> _Exercise brief_:
Every line below that includes "follows" counts toward the total. Report that total alone.

(Dataset entries)

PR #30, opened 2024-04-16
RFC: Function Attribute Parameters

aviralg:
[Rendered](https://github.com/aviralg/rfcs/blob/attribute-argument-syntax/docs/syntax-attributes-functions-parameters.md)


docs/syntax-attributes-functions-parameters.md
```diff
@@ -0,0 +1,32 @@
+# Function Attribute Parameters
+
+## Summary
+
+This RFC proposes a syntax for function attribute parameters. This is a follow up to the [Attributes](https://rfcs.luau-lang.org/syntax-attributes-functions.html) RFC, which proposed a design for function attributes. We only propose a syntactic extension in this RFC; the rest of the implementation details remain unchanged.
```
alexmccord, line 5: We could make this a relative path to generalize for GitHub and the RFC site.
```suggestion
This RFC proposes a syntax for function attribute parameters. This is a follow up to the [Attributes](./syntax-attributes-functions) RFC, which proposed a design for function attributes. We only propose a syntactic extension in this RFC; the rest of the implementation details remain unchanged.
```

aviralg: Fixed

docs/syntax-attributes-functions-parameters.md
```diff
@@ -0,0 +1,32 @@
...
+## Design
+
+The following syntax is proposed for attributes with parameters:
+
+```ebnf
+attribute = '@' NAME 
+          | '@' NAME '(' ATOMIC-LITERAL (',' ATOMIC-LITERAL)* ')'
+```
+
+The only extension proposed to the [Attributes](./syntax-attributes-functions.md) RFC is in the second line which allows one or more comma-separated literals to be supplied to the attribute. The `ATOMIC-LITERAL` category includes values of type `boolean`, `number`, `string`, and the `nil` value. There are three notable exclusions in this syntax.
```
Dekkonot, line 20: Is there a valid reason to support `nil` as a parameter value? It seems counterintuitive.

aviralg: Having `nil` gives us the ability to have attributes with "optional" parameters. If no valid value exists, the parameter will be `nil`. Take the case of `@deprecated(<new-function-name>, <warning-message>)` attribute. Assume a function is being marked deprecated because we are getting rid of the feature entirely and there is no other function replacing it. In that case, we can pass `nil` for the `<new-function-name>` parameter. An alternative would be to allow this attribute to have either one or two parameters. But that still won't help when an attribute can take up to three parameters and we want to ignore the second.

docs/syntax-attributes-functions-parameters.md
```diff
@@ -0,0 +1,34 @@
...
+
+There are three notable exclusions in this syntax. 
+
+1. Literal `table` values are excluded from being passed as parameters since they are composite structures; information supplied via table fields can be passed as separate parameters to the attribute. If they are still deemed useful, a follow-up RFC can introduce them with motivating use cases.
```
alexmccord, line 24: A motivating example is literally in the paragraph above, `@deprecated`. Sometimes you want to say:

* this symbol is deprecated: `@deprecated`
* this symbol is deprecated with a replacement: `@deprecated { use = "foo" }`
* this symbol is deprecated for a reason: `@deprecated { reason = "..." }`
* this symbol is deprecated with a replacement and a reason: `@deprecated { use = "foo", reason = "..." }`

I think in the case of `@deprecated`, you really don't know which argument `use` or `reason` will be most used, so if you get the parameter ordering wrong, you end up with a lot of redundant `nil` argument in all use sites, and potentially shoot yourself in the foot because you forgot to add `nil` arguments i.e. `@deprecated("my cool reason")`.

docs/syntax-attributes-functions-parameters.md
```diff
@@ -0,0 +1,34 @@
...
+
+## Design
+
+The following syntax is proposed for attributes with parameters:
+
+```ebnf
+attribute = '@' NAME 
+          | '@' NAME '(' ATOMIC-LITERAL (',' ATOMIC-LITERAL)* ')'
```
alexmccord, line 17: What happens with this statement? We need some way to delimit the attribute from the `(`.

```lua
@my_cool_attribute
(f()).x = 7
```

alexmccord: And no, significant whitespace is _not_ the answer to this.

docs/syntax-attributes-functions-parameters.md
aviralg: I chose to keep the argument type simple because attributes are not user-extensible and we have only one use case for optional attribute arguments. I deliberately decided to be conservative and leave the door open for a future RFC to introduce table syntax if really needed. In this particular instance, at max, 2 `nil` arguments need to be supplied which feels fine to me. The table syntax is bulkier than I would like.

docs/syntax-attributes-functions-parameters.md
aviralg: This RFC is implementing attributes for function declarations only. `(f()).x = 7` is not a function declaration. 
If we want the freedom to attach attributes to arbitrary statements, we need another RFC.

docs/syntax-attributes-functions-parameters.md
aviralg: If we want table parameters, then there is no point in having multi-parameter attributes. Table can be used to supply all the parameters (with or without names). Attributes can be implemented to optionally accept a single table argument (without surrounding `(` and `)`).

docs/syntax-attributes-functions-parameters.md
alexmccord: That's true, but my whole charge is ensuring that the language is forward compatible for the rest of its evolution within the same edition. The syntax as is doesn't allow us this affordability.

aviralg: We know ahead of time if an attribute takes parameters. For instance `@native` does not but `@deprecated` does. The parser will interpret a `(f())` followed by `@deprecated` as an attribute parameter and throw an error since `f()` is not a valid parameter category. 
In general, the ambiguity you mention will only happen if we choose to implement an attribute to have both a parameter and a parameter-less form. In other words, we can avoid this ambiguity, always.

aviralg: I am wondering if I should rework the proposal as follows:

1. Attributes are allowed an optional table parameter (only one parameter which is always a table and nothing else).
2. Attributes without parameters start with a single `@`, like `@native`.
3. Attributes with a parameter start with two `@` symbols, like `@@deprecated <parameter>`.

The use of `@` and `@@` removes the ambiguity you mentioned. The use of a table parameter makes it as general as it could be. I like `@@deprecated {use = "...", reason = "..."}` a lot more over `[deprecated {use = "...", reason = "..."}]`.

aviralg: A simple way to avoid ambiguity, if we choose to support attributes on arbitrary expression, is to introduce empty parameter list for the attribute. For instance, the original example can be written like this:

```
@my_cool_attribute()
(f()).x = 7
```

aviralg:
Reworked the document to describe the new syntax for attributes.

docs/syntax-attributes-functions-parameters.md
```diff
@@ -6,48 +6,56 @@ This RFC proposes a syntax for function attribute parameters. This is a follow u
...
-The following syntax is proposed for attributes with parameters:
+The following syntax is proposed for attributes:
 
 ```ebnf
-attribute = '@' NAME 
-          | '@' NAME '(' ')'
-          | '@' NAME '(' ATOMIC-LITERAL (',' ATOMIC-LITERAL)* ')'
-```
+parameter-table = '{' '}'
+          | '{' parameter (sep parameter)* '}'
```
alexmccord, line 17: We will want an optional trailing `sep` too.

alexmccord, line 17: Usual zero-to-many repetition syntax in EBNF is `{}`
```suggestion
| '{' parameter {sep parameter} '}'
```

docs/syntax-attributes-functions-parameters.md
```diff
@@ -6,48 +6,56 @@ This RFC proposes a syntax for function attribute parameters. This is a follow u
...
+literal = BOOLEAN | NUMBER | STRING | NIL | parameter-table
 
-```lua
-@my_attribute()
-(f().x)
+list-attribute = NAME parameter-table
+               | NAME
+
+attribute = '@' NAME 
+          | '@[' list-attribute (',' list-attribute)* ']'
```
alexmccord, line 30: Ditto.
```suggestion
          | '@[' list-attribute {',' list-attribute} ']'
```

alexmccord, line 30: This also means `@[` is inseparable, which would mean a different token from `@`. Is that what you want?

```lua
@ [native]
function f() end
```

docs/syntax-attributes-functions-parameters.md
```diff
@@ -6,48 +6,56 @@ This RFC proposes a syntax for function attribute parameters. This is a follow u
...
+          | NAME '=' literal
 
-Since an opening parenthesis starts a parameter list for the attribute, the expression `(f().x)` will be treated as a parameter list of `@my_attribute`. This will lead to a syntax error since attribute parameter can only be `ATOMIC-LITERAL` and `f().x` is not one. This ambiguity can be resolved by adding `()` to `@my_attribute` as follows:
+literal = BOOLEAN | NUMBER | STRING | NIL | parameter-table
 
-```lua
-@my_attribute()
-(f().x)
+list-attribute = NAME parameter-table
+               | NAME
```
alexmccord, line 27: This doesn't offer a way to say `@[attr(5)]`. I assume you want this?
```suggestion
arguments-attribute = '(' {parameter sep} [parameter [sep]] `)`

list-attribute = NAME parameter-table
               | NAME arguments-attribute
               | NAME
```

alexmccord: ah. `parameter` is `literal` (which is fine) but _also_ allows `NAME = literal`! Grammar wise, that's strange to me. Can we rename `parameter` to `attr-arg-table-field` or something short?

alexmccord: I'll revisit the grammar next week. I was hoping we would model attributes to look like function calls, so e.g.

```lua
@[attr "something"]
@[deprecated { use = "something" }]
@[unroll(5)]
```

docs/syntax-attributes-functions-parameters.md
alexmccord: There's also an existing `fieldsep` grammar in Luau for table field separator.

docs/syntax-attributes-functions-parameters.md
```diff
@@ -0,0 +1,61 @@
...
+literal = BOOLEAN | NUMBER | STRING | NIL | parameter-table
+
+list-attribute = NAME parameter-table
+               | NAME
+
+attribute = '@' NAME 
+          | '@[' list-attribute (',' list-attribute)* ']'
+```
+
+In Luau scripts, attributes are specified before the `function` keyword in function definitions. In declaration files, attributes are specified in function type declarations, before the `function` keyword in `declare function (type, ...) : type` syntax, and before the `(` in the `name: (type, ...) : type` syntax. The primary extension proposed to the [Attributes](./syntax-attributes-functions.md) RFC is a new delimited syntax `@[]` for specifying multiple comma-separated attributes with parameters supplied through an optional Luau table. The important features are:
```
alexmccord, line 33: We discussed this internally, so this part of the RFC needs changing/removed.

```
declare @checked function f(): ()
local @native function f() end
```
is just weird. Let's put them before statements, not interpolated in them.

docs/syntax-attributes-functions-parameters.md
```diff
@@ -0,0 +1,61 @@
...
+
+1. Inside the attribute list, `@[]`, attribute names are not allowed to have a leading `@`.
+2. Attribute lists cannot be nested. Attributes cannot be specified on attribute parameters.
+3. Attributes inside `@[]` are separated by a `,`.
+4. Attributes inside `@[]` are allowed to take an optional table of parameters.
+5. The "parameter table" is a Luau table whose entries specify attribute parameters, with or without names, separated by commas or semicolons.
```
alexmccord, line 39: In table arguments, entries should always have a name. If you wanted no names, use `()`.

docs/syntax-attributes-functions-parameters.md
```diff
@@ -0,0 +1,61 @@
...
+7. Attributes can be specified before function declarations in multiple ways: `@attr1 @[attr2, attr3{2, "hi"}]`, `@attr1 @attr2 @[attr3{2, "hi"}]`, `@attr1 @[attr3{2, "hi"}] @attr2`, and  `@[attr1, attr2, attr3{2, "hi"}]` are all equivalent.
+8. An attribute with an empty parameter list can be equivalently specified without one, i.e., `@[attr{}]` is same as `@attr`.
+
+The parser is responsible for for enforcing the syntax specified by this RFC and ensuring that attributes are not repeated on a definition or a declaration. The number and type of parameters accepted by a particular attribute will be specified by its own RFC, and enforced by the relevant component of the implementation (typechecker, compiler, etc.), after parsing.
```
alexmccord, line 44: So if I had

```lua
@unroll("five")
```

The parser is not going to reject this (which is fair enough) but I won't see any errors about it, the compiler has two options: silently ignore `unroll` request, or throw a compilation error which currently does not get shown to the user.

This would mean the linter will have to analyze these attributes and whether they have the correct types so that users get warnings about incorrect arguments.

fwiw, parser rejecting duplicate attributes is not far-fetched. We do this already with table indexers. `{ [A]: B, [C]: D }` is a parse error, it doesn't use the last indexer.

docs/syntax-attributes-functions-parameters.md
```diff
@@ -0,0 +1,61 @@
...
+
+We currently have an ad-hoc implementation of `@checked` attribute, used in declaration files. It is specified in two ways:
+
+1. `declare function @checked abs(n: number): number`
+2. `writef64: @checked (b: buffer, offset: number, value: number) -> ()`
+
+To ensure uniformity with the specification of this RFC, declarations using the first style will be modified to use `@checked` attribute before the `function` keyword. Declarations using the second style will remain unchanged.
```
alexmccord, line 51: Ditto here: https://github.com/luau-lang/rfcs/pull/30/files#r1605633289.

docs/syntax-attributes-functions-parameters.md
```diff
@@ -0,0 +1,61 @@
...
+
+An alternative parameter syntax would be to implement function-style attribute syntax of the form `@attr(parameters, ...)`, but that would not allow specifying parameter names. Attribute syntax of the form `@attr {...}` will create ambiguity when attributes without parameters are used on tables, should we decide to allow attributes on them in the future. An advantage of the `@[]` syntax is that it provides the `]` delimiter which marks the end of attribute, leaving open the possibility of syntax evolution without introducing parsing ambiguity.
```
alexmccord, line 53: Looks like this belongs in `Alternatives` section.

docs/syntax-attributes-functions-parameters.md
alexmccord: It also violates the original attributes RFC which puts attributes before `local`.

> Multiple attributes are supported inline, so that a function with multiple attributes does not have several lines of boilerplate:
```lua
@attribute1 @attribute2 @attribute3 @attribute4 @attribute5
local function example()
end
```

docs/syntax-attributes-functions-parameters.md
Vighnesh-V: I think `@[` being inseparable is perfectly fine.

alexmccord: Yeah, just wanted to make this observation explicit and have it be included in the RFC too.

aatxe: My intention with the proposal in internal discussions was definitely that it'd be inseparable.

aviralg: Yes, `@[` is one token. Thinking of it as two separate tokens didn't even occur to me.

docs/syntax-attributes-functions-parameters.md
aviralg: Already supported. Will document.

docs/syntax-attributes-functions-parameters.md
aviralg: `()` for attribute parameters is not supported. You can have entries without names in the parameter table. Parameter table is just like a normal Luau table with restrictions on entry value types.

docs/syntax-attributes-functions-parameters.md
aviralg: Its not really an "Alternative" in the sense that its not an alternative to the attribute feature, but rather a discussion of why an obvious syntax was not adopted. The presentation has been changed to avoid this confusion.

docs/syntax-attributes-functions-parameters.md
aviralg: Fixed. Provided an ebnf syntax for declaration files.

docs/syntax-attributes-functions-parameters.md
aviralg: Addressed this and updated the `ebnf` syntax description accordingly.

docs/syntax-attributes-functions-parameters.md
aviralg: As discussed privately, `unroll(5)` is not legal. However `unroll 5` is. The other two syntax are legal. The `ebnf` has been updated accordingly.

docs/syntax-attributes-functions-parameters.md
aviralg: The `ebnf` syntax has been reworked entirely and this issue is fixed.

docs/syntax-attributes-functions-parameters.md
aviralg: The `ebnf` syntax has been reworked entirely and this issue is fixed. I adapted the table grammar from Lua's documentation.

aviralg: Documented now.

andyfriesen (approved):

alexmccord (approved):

> _The completed task_:
2